Work request >> Look below for the lines from the one with "3.2 When user loads the job" to the one with "the calculated working_time.", and copy exactly those lines, both ends included.

Available data >>
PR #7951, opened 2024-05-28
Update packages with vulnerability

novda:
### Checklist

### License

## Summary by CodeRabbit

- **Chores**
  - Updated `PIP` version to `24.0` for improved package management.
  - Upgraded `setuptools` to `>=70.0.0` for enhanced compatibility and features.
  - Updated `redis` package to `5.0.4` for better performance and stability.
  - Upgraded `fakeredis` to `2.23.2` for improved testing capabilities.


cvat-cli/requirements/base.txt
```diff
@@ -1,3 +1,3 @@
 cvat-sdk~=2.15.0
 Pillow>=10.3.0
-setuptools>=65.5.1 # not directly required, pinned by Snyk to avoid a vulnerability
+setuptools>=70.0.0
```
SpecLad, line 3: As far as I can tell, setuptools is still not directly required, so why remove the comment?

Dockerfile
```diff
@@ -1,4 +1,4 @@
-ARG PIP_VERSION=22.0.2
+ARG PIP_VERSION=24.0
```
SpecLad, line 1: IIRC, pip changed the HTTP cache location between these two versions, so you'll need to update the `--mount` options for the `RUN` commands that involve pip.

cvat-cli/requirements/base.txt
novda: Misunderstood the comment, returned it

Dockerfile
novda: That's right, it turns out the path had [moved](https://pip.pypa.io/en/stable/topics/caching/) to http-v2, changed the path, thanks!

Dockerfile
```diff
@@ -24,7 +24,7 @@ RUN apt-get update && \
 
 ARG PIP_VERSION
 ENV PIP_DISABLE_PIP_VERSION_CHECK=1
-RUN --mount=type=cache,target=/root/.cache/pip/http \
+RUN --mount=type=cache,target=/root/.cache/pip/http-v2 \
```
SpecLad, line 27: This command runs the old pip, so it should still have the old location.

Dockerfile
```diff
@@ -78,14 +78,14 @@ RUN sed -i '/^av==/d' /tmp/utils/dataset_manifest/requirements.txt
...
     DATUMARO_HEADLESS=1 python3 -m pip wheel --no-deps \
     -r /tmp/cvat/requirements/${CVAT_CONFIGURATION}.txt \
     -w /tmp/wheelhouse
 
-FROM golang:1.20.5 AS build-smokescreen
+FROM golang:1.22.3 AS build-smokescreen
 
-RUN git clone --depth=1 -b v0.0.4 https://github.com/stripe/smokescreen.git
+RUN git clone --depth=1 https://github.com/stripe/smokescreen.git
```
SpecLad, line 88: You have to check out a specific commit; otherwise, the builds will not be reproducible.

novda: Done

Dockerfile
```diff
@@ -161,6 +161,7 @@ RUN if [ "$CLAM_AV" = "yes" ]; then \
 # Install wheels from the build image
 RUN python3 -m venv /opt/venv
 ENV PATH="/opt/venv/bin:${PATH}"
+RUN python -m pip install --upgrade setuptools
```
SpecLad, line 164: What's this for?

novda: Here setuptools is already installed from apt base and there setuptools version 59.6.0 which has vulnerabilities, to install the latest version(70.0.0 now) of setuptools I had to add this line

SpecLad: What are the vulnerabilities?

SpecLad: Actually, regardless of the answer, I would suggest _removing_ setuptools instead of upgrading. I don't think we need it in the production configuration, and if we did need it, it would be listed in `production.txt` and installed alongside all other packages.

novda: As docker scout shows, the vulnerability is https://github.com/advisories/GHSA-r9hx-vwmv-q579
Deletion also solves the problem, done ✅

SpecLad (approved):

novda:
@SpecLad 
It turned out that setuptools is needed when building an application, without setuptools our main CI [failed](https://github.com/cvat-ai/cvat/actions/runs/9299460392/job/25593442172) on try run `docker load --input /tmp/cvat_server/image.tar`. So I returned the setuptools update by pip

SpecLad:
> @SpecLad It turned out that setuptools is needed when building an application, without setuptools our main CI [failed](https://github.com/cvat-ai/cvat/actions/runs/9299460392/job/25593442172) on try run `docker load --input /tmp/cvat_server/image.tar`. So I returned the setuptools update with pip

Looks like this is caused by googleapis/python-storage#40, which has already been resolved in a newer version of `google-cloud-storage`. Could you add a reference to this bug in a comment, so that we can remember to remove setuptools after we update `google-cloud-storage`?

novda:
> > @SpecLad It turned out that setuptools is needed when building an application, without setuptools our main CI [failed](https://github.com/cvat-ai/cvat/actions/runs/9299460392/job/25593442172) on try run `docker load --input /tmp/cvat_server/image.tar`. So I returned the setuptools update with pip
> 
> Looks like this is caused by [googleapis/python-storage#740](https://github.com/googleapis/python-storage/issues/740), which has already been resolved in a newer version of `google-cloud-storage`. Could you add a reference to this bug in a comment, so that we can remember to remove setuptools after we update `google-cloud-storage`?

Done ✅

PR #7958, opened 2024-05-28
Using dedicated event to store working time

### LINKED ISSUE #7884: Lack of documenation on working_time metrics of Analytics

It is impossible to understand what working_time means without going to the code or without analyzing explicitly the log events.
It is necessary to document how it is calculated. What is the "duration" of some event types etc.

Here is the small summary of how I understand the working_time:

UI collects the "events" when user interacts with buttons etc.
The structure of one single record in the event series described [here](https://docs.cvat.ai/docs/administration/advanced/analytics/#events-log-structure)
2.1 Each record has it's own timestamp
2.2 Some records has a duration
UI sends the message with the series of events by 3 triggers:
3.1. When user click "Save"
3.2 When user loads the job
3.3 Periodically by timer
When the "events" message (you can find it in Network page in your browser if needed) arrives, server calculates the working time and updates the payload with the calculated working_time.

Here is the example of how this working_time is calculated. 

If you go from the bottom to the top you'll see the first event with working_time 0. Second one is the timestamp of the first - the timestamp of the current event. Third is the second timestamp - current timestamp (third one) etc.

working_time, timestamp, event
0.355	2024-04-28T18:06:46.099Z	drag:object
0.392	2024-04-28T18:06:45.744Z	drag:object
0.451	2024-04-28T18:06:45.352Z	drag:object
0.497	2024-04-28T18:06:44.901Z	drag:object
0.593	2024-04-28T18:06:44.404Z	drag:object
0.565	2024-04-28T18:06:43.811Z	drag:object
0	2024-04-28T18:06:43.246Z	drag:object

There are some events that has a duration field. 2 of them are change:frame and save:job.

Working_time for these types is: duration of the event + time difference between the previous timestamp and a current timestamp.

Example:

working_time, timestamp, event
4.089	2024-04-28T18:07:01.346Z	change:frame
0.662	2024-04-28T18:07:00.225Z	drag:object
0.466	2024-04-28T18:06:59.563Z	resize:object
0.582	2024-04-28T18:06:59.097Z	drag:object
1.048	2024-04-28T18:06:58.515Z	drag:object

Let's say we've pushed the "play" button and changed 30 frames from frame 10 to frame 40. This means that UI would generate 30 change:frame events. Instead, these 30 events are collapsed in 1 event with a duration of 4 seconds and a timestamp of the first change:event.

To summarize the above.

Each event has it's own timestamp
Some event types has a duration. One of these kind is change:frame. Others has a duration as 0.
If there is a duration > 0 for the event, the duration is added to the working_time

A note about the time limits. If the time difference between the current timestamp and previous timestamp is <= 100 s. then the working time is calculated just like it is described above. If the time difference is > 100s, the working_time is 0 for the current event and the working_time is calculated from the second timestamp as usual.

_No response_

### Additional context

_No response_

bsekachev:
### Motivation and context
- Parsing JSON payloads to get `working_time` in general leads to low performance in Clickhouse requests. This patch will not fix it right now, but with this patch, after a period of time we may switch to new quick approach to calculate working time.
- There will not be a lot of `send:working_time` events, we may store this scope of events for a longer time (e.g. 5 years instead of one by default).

Task solution >>
3.2 When user loads the job
3.3 Periodically by timer
When the "events" message (you can find it in Network page in your browser if needed) arrives, server calculates the working time and updates the payload with the calculated working_time.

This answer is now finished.